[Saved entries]
PR #680, opened 2017-04-20
Added MathJax compatibility script

wilbowma:
This script helps a user easily switch from MathJax to KaTeX.


contrib/mathjax-compat/README.md
```diff
@@ -0,0 +1,15 @@
+# MathJax Compatibility Extension
```
xymostech: It might make sense to mention that MathJax supports the same approach, but I agree that it should be called something more related to what it actually does.

wilbowma:
@gagern, thanks a lot for the feedback! I'm pretty new to both MathJax and KaTeX, but wanted to try to contribute some of my personal scripts for wider use.

contrib/mathjax-compat/mathjax-compat.js
```diff
@@ -0,0 +1,28 @@
...
+}
+
+{
+    const l = document.scripts.length;
+    for (let i = 0; i < l; i++) {
+        const s = document.scripts[i];
+        if (s.type === "math/tex") {
+            replaceMathJaxInline(s);
+        }
+        if (s.type === "math/tex; display") {
```
wilbowma: You're right, there are definitely some bugs in this code. There at least ought to be a "mode=" before the display, and probably ought to compare case-insensitively. Unfortunately, I'm having trouble finding how MathJax does this. I'll keep looking.

contrib/mathjax-compat/README.md
wilbowma: That's a good point. I don't actually use MathJax directly, but through a Markdown parser that generates output in using the custom script types that MathJax can understand. I figured that was the normal interface, but reading the docs I see I'm wrong.

contrib/mathjax-compat/mathjax-compat.js
xymostech: Looks like MathJax does two checks. [The first check](https://github.com/mathjax/MathJax/blob/6273842a9746731b9ecca0de18ec9fd50a36df99/unpacked/MathJax.js#L2022) removes `/ *;.*/` (i.e. whitespace and then a semicolon and everything after the semicolon) and then checks for "math/tex".

Then, [the second check](https://github.com/mathjax/MathJax/blob/master/unpacked/jax/input/TeX/jax.js#L2168) looks for an instance of `/(;|\s|\n)mode\s*=\s*display(;|\s|\n|$)/` to decide if it should be in display mode. Those could probably be combined into a single check, I think it's just done in two parts because of how MathJax is structured.

gagern:
https://github.com/mathjax/MathJax/blob/2.7.0/unpacked/jax/input/TeX/jax.js#L2168 does the mode detection. I haven't found the mime type matching yet.

gagern:
The Selenium run by Travis is having problems setting up a fixed browser window size for the screenshots. Reason unknown but surely unrelated to your changes. I triggered a rerun of the tests. If this happens more often we may have to investigate in more detail.

edemaine:
FWIW, I've seen this now and then locally and in other pull requests (specifically #670).  Maybe a time delay needs to be increased...

gagern:
OK, Travis is happy now.

A bit of background on the screenshot sizes: with selenium we can configure the window size and then observe the size of the screenshot taken from the document area of that window. We don't want to hard-code the amount of space taken up by toolbars and so on. So [`setSize`](https://github.com/Khan/KaTeX/blob/v0.7.1/dockers/Screenshotter/screenshotter.js#L254-L274) will iteratively adjust the window size until it gets a screenshot of the desired size. This worked even in the failing run here. Then it goes for the actual screenshots for test inputs, and [there it verifies](https://github.com/Khan/KaTeX/blob/v0.7.1/dockers/Screenshotter/screenshotter.js#L382-L386) that the size of those screenshots still matches the one it obtained before. It's this sanity check that failed in the previous run here.

If we can reproduce this issue with some reasonable probability, it would be interesting to run this using one of the debug docker images (for [Chrome](https://hub.docker.com/r/selenium/standalone-chrome-debug/) resp. [Firefox](https://hub.docker.com/r/selenium/standalone-firefox-debug/)) to see whether we can work out what's going on with that window. Will see whether I can reproduce locally…

contrib/mathtex-script-type/README.md
```diff
@@ -0,0 +1,16 @@
...
+
+### Usage
+
+This extension isn't part of KaTeX proper, so the script should be separately
+included in the page.
+This include should be loaded after all `script` blocks you want to render.
+
+```html
+<script src="https://cdnjs.cloudflare.com/ajax/libs/KaTeX/0.7.1/contrib/mathtex-script-type.min.js" integrity="sha384-o+v+EkJWQmZj7XwHBxehTGJKE18182WyyN2glZMTPw9g5XxjN1uwrquNuMX/NJiF"></script>
+```
```
kevinbarabash: Could you expand on this script a bit more?  I assume that I need to load KaTeX somewhere too.

Maybe something along these lines:
```html
<html>
   <head>
       <link rel="stylesheet" href="https://cdnjs.cloudflare.com/ajax/libs/KaTeX/0.7.1/katex.min.css" integrity="sha384-wITovz90syo1dJWVh32uuETPVEtGigN07tkttEqPv+uR2SE/mbQcG7ATL28aI9H0" crossorigin="anonymous">
       <script src="https://cdnjs.cloudflare.com/ajax/libs/KaTeX/0.7.1/katex.min.js" integrity="sha384-/y1Nn9+QQAipbNQWU65krzJralCnuOasHncUFXGkdwntGeSvQicrYkiUBwsgUqc1" crossorigin="anonymous"></script>
   </head>
   <body>
      <script type="math/tex">x+\sqrt{1-x^2}</script>
      <script src="https://cdnjs.cloudflare.com/ajax/libs/KaTeX/0.7.1/contrib/mathtex-script-type.min.js" integrity="sha384-o+v+EkJWQmZj7XwHBxehTGJKE18182WyyN2glZMTPw9g5XxjN1uwrquNuMX/NJiF"></script>
   </body>
</html>
```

▶ [TASK OBJECTIVE]
The data above is to be given again, with every line exact.

▶ [SOLUTION FOR THIS EXERCISE]
PR #680, opened 2017-04-20
Added MathJax compatibility script

wilbowma:
This script helps a user easily switch from MathJax to KaTeX.


contrib/mathjax-compat/README.md
```diff
@@ -0,0 +1,15 @@
+# MathJax Compatibility Extension
```
xymostech: It might make sense to mention that MathJax supports the same approach, but I agree that it should be called something more related to what it actually does.

wilbowma:
@gagern, thanks a lot for the feedback! I'm pretty new to both MathJax and KaTeX, but wanted to try to contribute some of my personal scripts for wider use.

contrib/mathjax-compat/mathjax-compat.js
```diff
@@ -0,0 +1,28 @@
...
+}
+
+{
+    const l = document.scripts.length;
+    for (let i = 0; i < l; i++) {
+        const s = document.scripts[i];
+        if (s.type === "math/tex") {
+            replaceMathJaxInline(s);
+        }
+        if (s.type === "math/tex; display") {
```
wilbowma: You're right, there are definitely some bugs in this code. There at least ought to be a "mode=" before the display, and probably ought to compare case-insensitively. Unfortunately, I'm having trouble finding how MathJax does this. I'll keep looking.

contrib/mathjax-compat/README.md
wilbowma: That's a good point. I don't actually use MathJax directly, but through a Markdown parser that generates output in using the custom script types that MathJax can understand. I figured that was the normal interface, but reading the docs I see I'm wrong.

contrib/mathjax-compat/mathjax-compat.js
xymostech: Looks like MathJax does two checks. [The first check](https://github.com/mathjax/MathJax/blob/6273842a9746731b9ecca0de18ec9fd50a36df99/unpacked/MathJax.js#L2022) removes `/ *;.*/` (i.e. whitespace and then a semicolon and everything after the semicolon) and then checks for "math/tex".

Then, [the second check](https://github.com/mathjax/MathJax/blob/master/unpacked/jax/input/TeX/jax.js#L2168) looks for an instance of `/(;|\s|\n)mode\s*=\s*display(;|\s|\n|$)/` to decide if it should be in display mode. Those could probably be combined into a single check, I think it's just done in two parts because of how MathJax is structured.

gagern:
https://github.com/mathjax/MathJax/blob/2.7.0/unpacked/jax/input/TeX/jax.js#L2168 does the mode detection. I haven't found the mime type matching yet.

gagern:
The Selenium run by Travis is having problems setting up a fixed browser window size for the screenshots. Reason unknown but surely unrelated to your changes. I triggered a rerun of the tests. If this happens more often we may have to investigate in more detail.

edemaine:
FWIW, I've seen this now and then locally and in other pull requests (specifically #670).  Maybe a time delay needs to be increased...

gagern:
OK, Travis is happy now.

A bit of background on the screenshot sizes: with selenium we can configure the window size and then observe the size of the screenshot taken from the document area of that window. We don't want to hard-code the amount of space taken up by toolbars and so on. So [`setSize`](https://github.com/Khan/KaTeX/blob/v0.7.1/dockers/Screenshotter/screenshotter.js#L254-L274) will iteratively adjust the window size until it gets a screenshot of the desired size. This worked even in the failing run here. Then it goes for the actual screenshots for test inputs, and [there it verifies](https://github.com/Khan/KaTeX/blob/v0.7.1/dockers/Screenshotter/screenshotter.js#L382-L386) that the size of those screenshots still matches the one it obtained before. It's this sanity check that failed in the previous run here.

If we can reproduce this issue with some reasonable probability, it would be interesting to run this using one of the debug docker images (for [Chrome](https://hub.docker.com/r/selenium/standalone-chrome-debug/) resp. [Firefox](https://hub.docker.com/r/selenium/standalone-firefox-debug/)) to see whether we can work out what's going on with that window. Will see whether I can reproduce locally…

contrib/mathtex-script-type/README.md
```diff
@@ -0,0 +1,16 @@
...
+
+### Usage
+
+This extension isn't part of KaTeX proper, so the script should be separately
+included in the page.
+This include should be loaded after all `script` blocks you want to render.
+
+```html
+<script src="https://cdnjs.cloudflare.com/ajax/libs/KaTeX/0.7.1/contrib/mathtex-script-type.min.js" integrity="sha384-o+v+EkJWQmZj7XwHBxehTGJKE18182WyyN2glZMTPw9g5XxjN1uwrquNuMX/NJiF"></script>
+```
```
kevinbarabash: Could you expand on this script a bit more?  I assume that I need to load KaTeX somewhere too.

Maybe something along these lines:
```html
<html>
   <head>
       <link rel="stylesheet" href="https://cdnjs.cloudflare.com/ajax/libs/KaTeX/0.7.1/katex.min.css" integrity="sha384-wITovz90syo1dJWVh32uuETPVEtGigN07tkttEqPv+uR2SE/mbQcG7ATL28aI9H0" crossorigin="anonymous">
       <script src="https://cdnjs.cloudflare.com/ajax/libs/KaTeX/0.7.1/katex.min.js" integrity="sha384-/y1Nn9+QQAipbNQWU65krzJralCnuOasHncUFXGkdwntGeSvQicrYkiUBwsgUqc1" crossorigin="anonymous"></script>
   </head>
   <body>
      <script type="math/tex">x+\sqrt{1-x^2}</script>
      <script src="https://cdnjs.cloudflare.com/ajax/libs/KaTeX/0.7.1/contrib/mathtex-script-type.min.js" integrity="sha384-o+v+EkJWQmZj7XwHBxehTGJKE18182WyyN2glZMTPw9g5XxjN1uwrquNuMX/NJiF"></script>
   </body>
</html>
```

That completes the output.